Patent holders may have found a new way to level the playing field when it comes to suing state universities for patent infringement.
Until now, public universities have reveled in the sovereign immunity they enjoy under the Eleventh Amendment. As state entities, they’re shielded from federal court suits by private citizens—a particularly useful protection in the IP context, since so many research universities have robust patent portfolios. At the same time, they’re free to bring patent infringement suits in federal court, so they’ve been able make the most of their own IP.
Those halcyon days may be over, though. Last Friday, the University of California agreed to waive its immunity and answer patent infringement claims brought by NeuroGrafix, a medical imaging company. Why, you may ask, did the UC regents give up their precious sovereign immunity? Because NeuroGrafix, in a very creative application of the law of eminent domain, sued the regents in state court last October. It accused the university of seizing NeuroGrafix’s intellectual property without the due process or just compensation required by the Fifth Amendment.

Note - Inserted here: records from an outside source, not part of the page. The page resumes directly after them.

PR #1296, opened 2026-04-04
bp_me: align popd queue-op support comment with assembler behavior(#Fixes 1295)

Sairam-Kesanapalli:
## Summary
Synchronize SV ISA package queue-op documentation with current assembler behavior for popd to avoid support ambiguity.

## Changes
Update popd queue-op comment in bp_me_cce_inst_pkgdef.svh:163

## Rationale
1.Keeps package-level support messaging consistent with actual instruction plumbing.
2.Reduces confusion during microcode evolution and review.

### DIFF
--- a/bp_me/src/include/bp_me_cce_inst_pkgdef.svh
+++ b/bp_me/src/include/bp_me_cce_inst_pkgdef.svh
@@ -160,8 +160,7 @@
   //,e_pushqc_op                           = 4'b0001   // Push Queue Custom Message
     ,e_popq_op                             = 4'b0010   // Pop Queue - dequeue the header
     ,e_poph_op                             = 4'b0011   // Pop Header From Queue - does not pop message
-    // TODO: popd not yet fully supported - will be supported after serdes changes
-    ,e_popd_op                             = 4'b0100   // Pop Data From Queue
+    ,e_popd_op                             = 4'b0100   // Pop Data From Queue to GPR (uses popq encoding)
     ,e_specq_op                            = 4'b0101   // Write or read speculative access bits
     ,e_inv_op                              = 4'b1000   // Send all Invalidations based on sharers vector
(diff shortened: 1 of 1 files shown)


dpetrisko:
This and 
https://github.com/black-parrot-sdk/bedrock/pull/11

feel like you just fed the TODOs into Claude and let it run…

The comment in the hardware (https://github.com/black-parrot/black-parrot/blob/master/bp_me/src/v/cce/bp_cce_inst_decode.sv#L721) says that popd is not fully supported until deserialization changes are completed. I’m not totally sure what it means and would have to do a more thorough review, but it’s definitely not just that the software isn’t sufficiently tested

Sairam-Kesanapalli:
Sorry about that — I’ll take a step back and review the hardware comment more carefully before pushing changes.
I may have oversimplified this as a parser/testing issue, so I’ll dig into the deserialization aspect and underlying support first.

Sairam-Kesanapalli:
After going through the files again, this is the problem according to my current understanding (please correct me if I am wrong):
1.popd semantics/documentation describe popping one 64-bit data packet per instruction.
2.In the default configuration, incoming BedRock fill beats are 128 bits.
3.In the current popd data path, I do not see logic to select lower vs upper 64-bit lane within a 128-bit beat.
4.Queue yumi/pop behavior appears to consume a beat, not a half-beat.
5.So this looks like a deeper data-path/serialization contract mismatch, not just assembler-side completeness or testing gaps. 

Questions I have:
1.Is the intended popd unit of consumption 64-bit lane or full fill beat?
2.If lane-based, where should lane index/state live (stream pump, queue wrapper, or CCE message logic)?
3.Is there an expected invariant that bedrock_fill_width equals 64 for popd usage paths, or is width-agnostic behavior required?

dpetrisko:
Fixed by #1311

“You treat the intellectual property as if it were a piece of land, like they took it for a highway without paying,” said NeuroGrafix CEO Aaron Filler, an inventor of nerve imaging technology. He said that as an inventor and owner of a small technology company, it’s difficult to compete with a state-run business that “operates as a pirate entity outside the law.”
Last Friday’s deal calls for NeuroGrafix to drop its state court suit and proceed with its patent claims in federal court, where NeuroGrafix has brought related infringement claims against Siemens Medical Solutions and Siemens Aktiengesellschaft.
NeuroGrafix is represented by Justin Strassburg of Strassburg, Gilmore & Wei in the state suit.
A spokesperson for the University of California’s General Counsel and the university’s counsel Carolyn Chang of Fenwick & West declined to comment.
After the U.S. Supreme Court defended state sovereign immunity from patent infringement claims in the 1999 case Florida Prepaid Postsecondary Education Expense Board v. College Savings Bank, legal scholars floated the idea that a patent owner could bring an inverse condemnation claim in state court as an alternative. But few patent holders seem to have tried the strategy. Filler said his lawyers unearthed only one other inverse condemnation case for alleged patent infringement. The Texas Supreme Court dismissed that case in 2007, finding the state’s use of the patent was not a “taking” but a right under a contract with the patent holder.